(BRIEF): What lines in the records below hold the string "would"? Please show them.

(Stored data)
========================================================================
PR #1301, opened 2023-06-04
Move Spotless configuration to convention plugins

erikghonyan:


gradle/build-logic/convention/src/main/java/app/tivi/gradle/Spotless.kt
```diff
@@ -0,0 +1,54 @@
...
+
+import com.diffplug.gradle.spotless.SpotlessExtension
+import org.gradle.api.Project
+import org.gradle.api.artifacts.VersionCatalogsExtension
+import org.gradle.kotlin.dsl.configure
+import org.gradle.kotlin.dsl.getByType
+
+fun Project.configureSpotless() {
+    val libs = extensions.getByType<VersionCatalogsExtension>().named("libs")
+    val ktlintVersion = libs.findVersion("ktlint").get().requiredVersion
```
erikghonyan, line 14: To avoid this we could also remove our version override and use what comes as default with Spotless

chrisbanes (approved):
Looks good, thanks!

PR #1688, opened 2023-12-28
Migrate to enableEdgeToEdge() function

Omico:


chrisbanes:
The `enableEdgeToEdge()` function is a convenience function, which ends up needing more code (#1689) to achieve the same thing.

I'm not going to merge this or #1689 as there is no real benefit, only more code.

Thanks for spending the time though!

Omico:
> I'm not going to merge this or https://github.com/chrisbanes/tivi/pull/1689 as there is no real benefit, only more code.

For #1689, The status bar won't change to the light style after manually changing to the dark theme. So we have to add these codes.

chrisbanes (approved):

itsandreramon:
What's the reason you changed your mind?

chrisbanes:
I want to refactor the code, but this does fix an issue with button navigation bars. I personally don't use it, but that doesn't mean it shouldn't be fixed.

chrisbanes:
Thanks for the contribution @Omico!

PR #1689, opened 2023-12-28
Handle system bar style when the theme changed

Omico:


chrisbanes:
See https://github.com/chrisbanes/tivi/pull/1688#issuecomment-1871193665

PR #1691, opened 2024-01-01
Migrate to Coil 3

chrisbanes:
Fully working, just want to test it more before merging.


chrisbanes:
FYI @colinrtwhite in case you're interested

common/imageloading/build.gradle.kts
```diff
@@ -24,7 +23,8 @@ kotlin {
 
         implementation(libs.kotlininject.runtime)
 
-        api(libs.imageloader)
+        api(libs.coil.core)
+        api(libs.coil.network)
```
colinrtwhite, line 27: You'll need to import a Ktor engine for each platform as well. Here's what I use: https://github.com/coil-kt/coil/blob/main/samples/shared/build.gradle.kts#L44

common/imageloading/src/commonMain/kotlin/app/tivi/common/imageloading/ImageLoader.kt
========================================================================
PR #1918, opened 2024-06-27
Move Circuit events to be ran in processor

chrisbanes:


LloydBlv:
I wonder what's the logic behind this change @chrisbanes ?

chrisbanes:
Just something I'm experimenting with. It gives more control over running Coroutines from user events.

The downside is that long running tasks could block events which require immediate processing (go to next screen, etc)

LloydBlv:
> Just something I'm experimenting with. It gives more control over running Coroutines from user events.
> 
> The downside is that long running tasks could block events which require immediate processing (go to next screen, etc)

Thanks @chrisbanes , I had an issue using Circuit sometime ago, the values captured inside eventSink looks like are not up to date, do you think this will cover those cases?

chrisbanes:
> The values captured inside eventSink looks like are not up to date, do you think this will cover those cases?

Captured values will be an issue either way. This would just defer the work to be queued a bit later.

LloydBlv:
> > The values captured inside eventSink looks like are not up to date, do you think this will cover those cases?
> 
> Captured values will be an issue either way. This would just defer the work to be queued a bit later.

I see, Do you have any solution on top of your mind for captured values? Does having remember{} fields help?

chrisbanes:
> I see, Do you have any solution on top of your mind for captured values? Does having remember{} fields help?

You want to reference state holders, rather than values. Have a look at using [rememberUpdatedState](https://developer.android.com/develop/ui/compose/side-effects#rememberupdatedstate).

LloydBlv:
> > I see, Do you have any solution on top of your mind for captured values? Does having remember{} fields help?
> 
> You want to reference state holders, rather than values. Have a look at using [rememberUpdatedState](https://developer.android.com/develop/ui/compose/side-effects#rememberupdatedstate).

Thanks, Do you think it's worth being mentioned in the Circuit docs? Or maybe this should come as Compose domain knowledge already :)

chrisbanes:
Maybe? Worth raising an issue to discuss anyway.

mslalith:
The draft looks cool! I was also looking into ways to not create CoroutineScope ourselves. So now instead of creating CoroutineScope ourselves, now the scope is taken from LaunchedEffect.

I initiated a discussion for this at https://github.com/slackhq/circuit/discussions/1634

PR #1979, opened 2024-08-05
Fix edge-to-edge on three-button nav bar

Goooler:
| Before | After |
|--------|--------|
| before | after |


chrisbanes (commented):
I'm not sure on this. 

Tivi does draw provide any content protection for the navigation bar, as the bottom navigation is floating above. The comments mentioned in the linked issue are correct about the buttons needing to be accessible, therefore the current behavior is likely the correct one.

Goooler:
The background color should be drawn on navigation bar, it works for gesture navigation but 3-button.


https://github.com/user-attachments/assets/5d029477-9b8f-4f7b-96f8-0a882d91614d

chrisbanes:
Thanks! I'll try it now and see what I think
========================================================================
(TASK ANSWER):
Captured values will be an issue either way. This would just defer the work to be queued a bit later.
> Captured values will be an issue either way. This would just defer the work to be queued a bit later.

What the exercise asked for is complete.